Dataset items
=-=-=

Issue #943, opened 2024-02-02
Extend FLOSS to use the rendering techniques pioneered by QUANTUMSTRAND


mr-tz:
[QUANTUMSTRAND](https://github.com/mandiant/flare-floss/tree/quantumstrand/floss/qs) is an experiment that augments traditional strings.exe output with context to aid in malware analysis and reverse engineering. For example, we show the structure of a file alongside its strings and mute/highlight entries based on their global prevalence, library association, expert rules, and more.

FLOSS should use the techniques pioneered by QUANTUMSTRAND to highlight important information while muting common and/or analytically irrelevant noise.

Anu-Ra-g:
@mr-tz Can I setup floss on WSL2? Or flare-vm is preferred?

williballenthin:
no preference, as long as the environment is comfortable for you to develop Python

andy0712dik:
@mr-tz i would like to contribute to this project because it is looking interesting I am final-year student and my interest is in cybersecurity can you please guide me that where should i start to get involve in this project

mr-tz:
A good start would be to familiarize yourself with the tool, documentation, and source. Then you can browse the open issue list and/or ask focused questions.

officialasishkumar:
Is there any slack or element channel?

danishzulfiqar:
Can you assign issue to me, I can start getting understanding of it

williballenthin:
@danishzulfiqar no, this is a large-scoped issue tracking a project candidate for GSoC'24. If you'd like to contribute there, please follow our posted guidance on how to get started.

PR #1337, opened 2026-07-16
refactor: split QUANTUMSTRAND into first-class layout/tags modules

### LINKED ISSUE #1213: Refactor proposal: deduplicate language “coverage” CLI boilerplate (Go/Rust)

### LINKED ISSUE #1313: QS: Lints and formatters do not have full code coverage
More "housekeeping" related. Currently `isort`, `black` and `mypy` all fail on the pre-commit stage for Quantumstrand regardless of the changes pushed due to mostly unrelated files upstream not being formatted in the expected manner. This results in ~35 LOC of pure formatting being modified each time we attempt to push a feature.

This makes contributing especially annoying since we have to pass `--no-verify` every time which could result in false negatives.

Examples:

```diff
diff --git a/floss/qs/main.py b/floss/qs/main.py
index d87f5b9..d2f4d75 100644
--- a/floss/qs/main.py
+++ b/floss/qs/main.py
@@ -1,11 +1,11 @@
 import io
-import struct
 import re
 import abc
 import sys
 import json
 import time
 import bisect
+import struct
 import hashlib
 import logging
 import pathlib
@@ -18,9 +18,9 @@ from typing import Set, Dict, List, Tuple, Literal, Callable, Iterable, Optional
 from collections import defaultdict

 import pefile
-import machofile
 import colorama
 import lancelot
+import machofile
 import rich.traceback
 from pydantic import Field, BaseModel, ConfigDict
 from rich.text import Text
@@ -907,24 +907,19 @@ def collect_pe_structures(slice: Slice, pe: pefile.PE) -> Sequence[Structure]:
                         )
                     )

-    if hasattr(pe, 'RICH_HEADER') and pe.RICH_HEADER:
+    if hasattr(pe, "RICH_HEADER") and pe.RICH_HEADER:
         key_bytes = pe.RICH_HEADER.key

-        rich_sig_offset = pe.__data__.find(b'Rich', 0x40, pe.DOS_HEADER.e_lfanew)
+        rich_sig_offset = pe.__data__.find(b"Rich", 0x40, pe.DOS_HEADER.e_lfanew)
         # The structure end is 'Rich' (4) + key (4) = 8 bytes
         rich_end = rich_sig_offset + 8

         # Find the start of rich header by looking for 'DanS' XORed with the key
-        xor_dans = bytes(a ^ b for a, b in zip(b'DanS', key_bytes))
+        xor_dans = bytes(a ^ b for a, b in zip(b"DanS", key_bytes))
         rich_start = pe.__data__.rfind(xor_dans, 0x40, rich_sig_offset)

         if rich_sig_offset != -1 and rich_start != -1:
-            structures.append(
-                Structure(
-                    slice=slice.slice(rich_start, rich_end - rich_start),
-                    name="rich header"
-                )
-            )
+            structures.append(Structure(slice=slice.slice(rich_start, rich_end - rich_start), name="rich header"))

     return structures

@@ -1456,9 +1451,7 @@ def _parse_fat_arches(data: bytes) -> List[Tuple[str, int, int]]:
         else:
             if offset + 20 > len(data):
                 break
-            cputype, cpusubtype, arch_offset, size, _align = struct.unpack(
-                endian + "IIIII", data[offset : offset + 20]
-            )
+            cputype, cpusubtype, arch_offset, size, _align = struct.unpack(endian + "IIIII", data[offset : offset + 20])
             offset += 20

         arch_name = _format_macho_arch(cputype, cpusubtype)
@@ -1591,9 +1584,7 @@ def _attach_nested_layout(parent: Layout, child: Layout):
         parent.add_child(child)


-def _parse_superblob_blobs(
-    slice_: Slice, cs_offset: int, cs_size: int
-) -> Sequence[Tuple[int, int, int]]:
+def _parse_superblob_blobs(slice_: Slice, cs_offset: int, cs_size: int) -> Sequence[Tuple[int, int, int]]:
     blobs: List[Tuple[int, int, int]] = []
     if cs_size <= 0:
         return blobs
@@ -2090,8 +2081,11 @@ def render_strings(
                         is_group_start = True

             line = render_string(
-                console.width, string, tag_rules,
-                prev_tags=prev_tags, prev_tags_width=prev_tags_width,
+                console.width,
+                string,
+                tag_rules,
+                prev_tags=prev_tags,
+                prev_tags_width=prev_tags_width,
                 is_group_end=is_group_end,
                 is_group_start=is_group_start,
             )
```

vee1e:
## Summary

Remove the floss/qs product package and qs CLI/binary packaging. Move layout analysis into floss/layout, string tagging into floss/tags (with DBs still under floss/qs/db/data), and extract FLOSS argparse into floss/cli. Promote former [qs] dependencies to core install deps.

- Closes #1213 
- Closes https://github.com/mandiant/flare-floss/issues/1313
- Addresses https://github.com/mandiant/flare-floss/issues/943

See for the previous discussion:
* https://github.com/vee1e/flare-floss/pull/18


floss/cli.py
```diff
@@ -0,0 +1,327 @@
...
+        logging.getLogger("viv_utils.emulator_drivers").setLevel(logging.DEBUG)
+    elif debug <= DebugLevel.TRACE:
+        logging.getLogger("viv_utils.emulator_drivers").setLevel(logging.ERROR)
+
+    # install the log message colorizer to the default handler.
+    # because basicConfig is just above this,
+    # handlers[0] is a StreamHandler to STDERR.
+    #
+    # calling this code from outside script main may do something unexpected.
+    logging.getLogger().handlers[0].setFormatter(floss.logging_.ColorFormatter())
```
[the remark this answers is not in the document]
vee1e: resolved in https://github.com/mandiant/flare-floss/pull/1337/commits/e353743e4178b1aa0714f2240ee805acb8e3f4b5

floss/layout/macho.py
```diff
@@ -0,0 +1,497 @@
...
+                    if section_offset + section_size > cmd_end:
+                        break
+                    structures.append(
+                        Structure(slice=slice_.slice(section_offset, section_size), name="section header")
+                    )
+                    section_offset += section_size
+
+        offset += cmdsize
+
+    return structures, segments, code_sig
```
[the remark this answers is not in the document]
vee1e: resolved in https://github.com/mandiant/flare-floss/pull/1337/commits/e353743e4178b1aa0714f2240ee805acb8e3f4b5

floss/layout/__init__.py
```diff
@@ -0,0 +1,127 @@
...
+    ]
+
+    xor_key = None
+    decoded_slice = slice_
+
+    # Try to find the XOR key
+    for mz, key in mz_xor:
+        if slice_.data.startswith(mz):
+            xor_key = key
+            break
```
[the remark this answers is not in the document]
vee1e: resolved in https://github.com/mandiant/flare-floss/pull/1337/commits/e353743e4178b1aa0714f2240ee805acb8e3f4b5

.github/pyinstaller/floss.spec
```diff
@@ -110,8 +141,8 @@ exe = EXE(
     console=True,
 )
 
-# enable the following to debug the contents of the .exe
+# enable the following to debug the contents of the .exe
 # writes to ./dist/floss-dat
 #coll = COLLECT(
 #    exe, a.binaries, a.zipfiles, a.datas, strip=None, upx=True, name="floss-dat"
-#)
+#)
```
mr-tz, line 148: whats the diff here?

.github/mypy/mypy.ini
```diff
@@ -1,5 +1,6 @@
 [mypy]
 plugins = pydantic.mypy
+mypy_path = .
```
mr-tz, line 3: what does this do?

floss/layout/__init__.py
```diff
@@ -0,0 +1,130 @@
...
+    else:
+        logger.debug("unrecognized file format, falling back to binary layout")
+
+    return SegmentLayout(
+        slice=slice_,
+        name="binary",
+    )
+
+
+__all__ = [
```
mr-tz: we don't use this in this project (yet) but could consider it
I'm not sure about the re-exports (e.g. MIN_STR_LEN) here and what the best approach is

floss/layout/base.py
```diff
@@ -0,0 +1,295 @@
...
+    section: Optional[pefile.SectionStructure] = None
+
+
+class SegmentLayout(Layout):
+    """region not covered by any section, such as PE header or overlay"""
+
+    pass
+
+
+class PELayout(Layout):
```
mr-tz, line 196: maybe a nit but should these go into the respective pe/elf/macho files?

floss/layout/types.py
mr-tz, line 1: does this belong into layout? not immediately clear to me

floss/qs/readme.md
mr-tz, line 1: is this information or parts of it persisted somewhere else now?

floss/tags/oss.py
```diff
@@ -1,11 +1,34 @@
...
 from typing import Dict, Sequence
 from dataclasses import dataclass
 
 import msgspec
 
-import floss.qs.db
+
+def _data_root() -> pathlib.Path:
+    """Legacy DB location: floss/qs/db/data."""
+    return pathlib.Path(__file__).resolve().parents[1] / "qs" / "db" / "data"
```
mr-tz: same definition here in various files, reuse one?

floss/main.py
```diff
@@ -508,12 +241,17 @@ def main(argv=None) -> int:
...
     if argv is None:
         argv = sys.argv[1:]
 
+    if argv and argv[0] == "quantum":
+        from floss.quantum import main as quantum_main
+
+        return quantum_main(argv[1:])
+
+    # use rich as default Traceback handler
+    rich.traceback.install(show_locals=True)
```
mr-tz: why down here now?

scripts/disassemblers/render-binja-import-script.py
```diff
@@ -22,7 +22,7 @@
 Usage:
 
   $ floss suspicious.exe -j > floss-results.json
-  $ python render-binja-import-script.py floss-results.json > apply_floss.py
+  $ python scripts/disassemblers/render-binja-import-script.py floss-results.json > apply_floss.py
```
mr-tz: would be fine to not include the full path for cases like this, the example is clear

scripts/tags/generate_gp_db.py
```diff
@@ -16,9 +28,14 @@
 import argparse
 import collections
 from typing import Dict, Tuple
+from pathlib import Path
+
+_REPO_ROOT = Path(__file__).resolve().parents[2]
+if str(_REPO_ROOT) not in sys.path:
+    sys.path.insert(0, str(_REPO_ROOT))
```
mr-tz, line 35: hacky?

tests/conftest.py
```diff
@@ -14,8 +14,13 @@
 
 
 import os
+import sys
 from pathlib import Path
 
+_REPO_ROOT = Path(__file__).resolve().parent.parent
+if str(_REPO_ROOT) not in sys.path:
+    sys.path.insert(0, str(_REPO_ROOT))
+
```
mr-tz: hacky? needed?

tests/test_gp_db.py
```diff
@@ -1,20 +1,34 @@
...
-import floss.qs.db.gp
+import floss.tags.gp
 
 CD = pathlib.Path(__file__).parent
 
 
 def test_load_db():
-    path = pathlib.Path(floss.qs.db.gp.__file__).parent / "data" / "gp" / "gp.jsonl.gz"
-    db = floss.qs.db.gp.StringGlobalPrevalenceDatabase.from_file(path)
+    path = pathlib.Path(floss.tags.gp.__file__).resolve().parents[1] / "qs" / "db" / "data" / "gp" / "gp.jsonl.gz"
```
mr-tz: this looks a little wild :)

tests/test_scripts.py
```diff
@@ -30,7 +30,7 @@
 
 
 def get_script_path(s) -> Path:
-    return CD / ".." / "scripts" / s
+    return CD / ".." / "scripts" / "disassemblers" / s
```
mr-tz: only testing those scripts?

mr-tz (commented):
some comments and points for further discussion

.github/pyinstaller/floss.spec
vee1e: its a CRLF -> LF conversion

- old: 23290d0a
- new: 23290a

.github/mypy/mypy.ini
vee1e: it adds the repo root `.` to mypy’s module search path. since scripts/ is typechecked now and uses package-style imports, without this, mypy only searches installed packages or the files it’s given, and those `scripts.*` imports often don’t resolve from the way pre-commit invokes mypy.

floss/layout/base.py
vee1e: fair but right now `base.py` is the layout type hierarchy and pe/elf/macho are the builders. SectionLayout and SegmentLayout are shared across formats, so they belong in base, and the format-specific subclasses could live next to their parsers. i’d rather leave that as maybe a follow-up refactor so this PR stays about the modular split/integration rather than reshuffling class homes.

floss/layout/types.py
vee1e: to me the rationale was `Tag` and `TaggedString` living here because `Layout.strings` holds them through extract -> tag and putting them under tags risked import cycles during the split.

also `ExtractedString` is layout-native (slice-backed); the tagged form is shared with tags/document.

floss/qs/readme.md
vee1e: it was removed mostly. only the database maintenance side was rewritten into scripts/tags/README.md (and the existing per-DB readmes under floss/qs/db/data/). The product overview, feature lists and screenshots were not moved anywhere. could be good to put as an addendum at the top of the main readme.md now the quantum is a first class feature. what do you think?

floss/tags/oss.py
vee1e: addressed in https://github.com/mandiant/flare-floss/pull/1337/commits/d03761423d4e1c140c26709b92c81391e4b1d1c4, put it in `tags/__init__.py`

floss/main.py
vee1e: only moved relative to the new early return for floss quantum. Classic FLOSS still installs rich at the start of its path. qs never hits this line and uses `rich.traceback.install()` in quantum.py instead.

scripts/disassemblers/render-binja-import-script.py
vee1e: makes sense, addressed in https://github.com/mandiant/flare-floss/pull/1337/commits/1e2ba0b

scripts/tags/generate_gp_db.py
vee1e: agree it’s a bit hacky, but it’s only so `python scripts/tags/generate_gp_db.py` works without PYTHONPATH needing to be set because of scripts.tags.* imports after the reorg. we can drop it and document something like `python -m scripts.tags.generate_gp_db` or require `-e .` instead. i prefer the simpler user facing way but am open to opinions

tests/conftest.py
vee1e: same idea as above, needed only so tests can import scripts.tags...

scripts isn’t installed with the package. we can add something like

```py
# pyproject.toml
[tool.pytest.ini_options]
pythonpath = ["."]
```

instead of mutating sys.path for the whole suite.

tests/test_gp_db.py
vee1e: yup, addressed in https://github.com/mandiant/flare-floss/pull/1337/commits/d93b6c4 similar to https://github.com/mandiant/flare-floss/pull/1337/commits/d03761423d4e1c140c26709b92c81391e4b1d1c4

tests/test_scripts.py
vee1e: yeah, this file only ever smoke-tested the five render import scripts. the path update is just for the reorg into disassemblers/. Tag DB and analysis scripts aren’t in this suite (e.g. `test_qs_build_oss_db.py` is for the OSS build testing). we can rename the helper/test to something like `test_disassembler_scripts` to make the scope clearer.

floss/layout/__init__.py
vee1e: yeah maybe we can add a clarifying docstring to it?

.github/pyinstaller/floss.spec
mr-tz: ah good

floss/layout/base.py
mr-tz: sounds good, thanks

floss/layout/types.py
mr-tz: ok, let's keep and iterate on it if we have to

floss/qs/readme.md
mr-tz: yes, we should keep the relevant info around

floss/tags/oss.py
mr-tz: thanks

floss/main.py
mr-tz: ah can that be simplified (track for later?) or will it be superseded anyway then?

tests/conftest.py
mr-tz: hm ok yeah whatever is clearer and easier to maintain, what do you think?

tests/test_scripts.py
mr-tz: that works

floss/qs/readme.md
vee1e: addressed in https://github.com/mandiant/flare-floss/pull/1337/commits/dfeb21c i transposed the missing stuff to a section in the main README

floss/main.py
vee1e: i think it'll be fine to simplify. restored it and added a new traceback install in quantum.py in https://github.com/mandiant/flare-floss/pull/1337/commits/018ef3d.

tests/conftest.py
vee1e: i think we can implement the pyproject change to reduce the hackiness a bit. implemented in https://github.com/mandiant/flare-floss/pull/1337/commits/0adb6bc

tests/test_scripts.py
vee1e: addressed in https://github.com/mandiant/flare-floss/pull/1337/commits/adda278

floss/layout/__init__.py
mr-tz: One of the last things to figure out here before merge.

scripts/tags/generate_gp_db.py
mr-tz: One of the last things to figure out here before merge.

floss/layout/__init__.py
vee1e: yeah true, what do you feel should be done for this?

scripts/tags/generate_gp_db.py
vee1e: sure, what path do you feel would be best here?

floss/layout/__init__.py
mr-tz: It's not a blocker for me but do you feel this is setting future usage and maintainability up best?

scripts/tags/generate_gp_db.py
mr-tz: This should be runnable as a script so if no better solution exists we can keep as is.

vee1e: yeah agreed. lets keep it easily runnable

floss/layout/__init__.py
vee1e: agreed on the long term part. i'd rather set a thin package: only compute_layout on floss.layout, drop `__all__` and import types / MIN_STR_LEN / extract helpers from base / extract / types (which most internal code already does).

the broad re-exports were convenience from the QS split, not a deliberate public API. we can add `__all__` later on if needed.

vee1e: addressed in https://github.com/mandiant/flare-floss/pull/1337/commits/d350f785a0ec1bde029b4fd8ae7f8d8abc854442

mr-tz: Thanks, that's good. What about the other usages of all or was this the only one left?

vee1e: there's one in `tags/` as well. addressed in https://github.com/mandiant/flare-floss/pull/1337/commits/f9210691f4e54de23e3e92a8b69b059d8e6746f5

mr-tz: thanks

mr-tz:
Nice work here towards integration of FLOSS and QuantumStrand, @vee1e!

=-=-=

> **Task statement**: From the records given above, copy all lines containing "feel".

> **Output of the exercise**:
vee1e: yeah true, what do you feel should be done for this?
vee1e: sure, what path do you feel would be best here?
mr-tz: It's not a blocker for me but do you feel this is setting future usage and maintainability up best?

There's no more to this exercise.